El Mercado se extendía a ambos lados de la calle.

Había un puesto que vendía telas en colores que no estaban seguros de que existieran en su planeta.

La comerciante que atendía ese puesto era una mujer con rasgos de pavo real.

Ella notó que la estaban mirando y gesticuló con entusiasmo hacia sus productos, hablando en ese extraño idioma que no podían entender.

Arianna sonrió cortésmente y negó con la cabeza, haciendo un gesto con las manos que esperaba transmitiera “no voy a comprar”.

La comerciante pareció entender y asintió antes de volver a organizar sus telas.

Se movieron de puesto en puesto, tomándose su tiempo.

Algunos puestos vendían frutas extrañas, otros mostraban figurillas; incluyendo algunas con forma de dragones, lo que hizo que Aiden se detuviera y sonriera.
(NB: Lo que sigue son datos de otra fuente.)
PR #3897, opened 2020-10-10
i18n: Occitan translation

Mejans:
Two changes to add the Occitan language.

### DIFF
--- a/po/LINGUAS
+++ b/po/LINGUAS
@@ -7,6 +7,7 @@ gl
 hr
 hu
 id
+oc
 pl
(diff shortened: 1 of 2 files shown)


alexlarsson:
There is almost no translated strings in this. Is it really worth merging until we have a bit more of it done?

Mejans:
> There is almost no translated strings in this. Is it really worth merging until we have a bit more of it done?

Yes I think so, to initiate the translation and because I begin with the strings I usually see so my guess is that they are the most usual.

Issue #3902, opened 2020-10-13
Enabling libmalcontent feature results in hard runtime dependencies on daemons


smcv:
## Linux distribution and version

Debian `unstable` rolling release

## Flatpak version

1.8.2

## Description of the problem

The libmalcontent feature is an "automagic" dependency (unconditionally enabled if available, quietly disabled if not), which we recently enabled on Debian by adding a build-dependency on `libmalcontent-0-dev`.

If this feature is enabled, it implies a hard dependency on the `libmalcontent-0-0` shared library. That's fine: it's how ELF shared libraries work. `libmalcontent-0` has code to cope gracefully with not seeing the malcontent plugin for accountsservice at runtime and return `MCT_APP_FILTER_ERROR_DISABLED`. Similarly, `libpolkit-gobject-1-0` copes gracefully with polkit not being present at runtime (obviously it won't do anything particularly useful, but it at least won't crash). As a result, the shared libraries don't have a hard dependency on their corresponding daemons, and it is up to individual applications to have either a hard or weak dependency on daemons that they rely on.

However, if libmalcontent fails to retrieve the app filter for the current uid because `accountsservice` is missing, `flatpak run` currently fails with:

```
error: The name org.freedesktop.Accounts was not provided by any .service files
```

This is (at least arguably) [a libmalcontent issue](https://gitlab.freedesktop.org/pwithnall/malcontent/-/issues/27), but looking at the source code, we would have a similar problem if `flatpak run` fails to connect to the D-Bus system bus, or in `flatpak_dir_check_parental_controls()` if `flatpak install --user` either fails to connect to the system bus or cannot talk to polkit.

I would prefer not to give libflatpak0 a hard dependency on the daemons, because malcontent is not a serious security boundary (an advanced user could bypass it by compiling their own version of Flatpak, or by downloading "adult" apps some other way) and not all users of a general-purpose OS need this feature.

[...]

PR #3906, opened 2020-10-14
parental controls: Fail open if accountsservice is missing

smcv:
* Skip parental controls checks on ServiceUnknown or NameHasNoOwner
    
    If accountsservice isn't available on the system bus, then we can't
    ask it for the user's parental controls settings, and we also can't
    ask it whether it even has the malcontent extension. Since this is
    not a real security boundary, fail open.
    
    This can be dropped if we depend on a version of libmalcontent that maps
    these errors to MCT_APP_FILTER_ERROR_DISABLED
    (https://gitlab.freedesktop.org/pwithnall/malcontent/-/merge_requests/89).

Resolves: #3902 (aka Debian bug https://bugs.debian.org/972138)

cc @pwithnall, @bigon

### DIFF
--- a/common/flatpak-run.c
+++ b/common/flatpak-run.c
@@ -3432,6 +3432,13 @@ check_parental_controls (const char     *app_ref,
                "controls are disabled globally", app_ref);
       return TRUE;
     }
+  else if (g_error_matches (local_error, G_DBUS_ERROR, G_DBUS_ERROR_SERVICE_UNKNOWN) ||
+           g_error_matches (local_error, G_DBUS_ERROR, G_DBUS_ERROR_NAME_HAS_NO_OWNER))
+    {
+      g_debug ("Skipping parental controls check for %s since a required "
+               "service was not found", app_ref);
+      return TRUE;
+    }
   else if (local_error != NULL)
     {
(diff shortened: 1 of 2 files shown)


common/flatpak-run.c
```diff
@@ -3418,9 +3418,18 @@ check_parental_controls (const char     *app_ref,
   if (app_ref_parts == NULL)
     return FALSE;
 
-  system_bus = g_bus_get_sync (G_BUS_TYPE_SYSTEM, NULL, error);
+  /* If we don't have a system bus then we certainly don't have
+   * parental controls. If this was a real security mechanism, we'd have
+   * to fail closed here (because it's possible to tell 'flatpak run'
+   * a wrong system bus address), but malcontent is already possible
+   * to bypass. */
+  system_bus = g_bus_get_sync (G_BUS_TYPE_SYSTEM, NULL, NULL);
```
pwithnall, line 3426: Yeah, [not sure about this one](https://github.com/flatpak/flatpak/issues/3902#issuecomment-708691401).

smcv: I've dropped that part for now.

pwithnall (approved):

No necesitaba que nadie le explicara que las historias de dragones probablemente también se habían transmitido en este mundo.

Continuaron, explorando cada puesto por turnos, hasta que eventualmente pasaron la mayoría de las tiendas y caminaron más hacia el interior de la ciudad.

Un niño pasó corriendo junto a ellos de repente, un joven con rasgos de conejo.

Sus grandes orejas se balanceaban mientras corría y su cola de algodón rebotaba detrás de él.

Lo perseguían otros dos niños que se reían, uno parecido a una ardilla y el otro a un pequeño pájaro de algún tipo.

Casi chocaron con Aiden, pero él se apartó en el último momento.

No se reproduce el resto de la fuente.